* _WORK TO BE COMPLETED_
In the records below, find every line with the word "felixbarny" and copy it.

*** GIVEN DATA ***

PR #224, opened 2018-09-24
Add support for JAX-RS-based transaction names

### LINKED ISSUE #67: Add support for JAX-RS-based transaction names

felixbarny:
closes elastic/apm-agent-java#67


apm-agent-core/src/main/java/co/elastic/apm/bci/bytebuddy/CustomElementMatchers.java
```diff
@@ -0,0 +1,78 @@
...
+        for (String applicationPackage : includedPackages) {
+            matcher = matcher.or(nameStartsWith(applicationPackage));
+        }
+        return matcher;
+    }
+
+    public static ElementMatcher.Junction<ClassLoader> classLoaderCanLoadClass(final String className) {
+        return new ElementMatcher.Junction.AbstractBase<ClassLoader>() {
+
+            private final boolean loadableByBootstrapClassLoader = canLoadClass(ClassLoader.getSystemClassLoader().getParent(), className);
```
eyalkoren: I believe `ClassLoader.getSystemClassLoader()` typically returns an instance (used to be `Luncher$AppClassLoader` before Java 9 modules and in my local JDK 10 returns an instance of `ClassLoaders$AppClassLoaders` in the open JDK), for which `getParent()` typically returns a non-null instance (used to be `Launcher$ExtClassLoader`; in my current JDK 10 I get `ClassLoaders$PlatformClassLoader`) which is not the bootstrap CL. If you invoke `getParent` on the latter you would get `null`, which indicates the bootstrap CL. So I believe the `canLoadClass` would yield `true` when it's false and NPE when it should be true.

apm-agent-plugins/apm-jaxrs-plugin/src/main/java/co/elastic/apm/jaxrs/JaxRsTransactionNameInstrumentation.java
```diff
@@ -0,0 +1,90 @@
...
+
+    @Override
+    public void init(ElasticApmTracer tracer) {
+        applicationPackages = tracer.getConfig(StacktraceConfiguration.class).getApplicationPackages();
+    }
+
+    @Override
+    public ElementMatcher<? super TypeDescription> getTypeMatcher() {
+        // setting application_packages makes this matcher more performant but is not required
+        return isInAnyPackage(applicationPackages, ElementMatchers.<TypeDescription>any())
```
eyalkoren: Don't you think it is likely that there are frameworks that use JAX-RS? I am not sure what we want to do if there are, but this means we will miss them, right?

apm-agent-core/src/main/java/co/elastic/apm/bci/bytebuddy/CustomElementMatchers.java
```diff
@@ -0,0 +1,59 @@
...
+                }
+                return result;
+            }
+        };
+    }
+
+    private static boolean canLoadClass(ClassLoader target, String className) {
+        boolean result;
+        try {
+            target.loadClass(className);
```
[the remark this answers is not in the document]
felixbarny: What side effects are you thinking about? What could be an alternative to this approach?

I think a slightly better way would be trying to load the class via `java.lang.Class#forName(java.lang.String, boolean, java.lang.ClassLoader)` and setting the `initialize` flag to `false`.

apm-agent-plugins/apm-jaxrs-plugin/src/main/java/co/elastic/apm/jaxrs/JaxRsTransactionNameInstrumentation.java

***

* _RESPONSE TO THIS EXERCISE_
felixbarny:
felixbarny: What side effects are you thinking about? What could be an alternative to this approach?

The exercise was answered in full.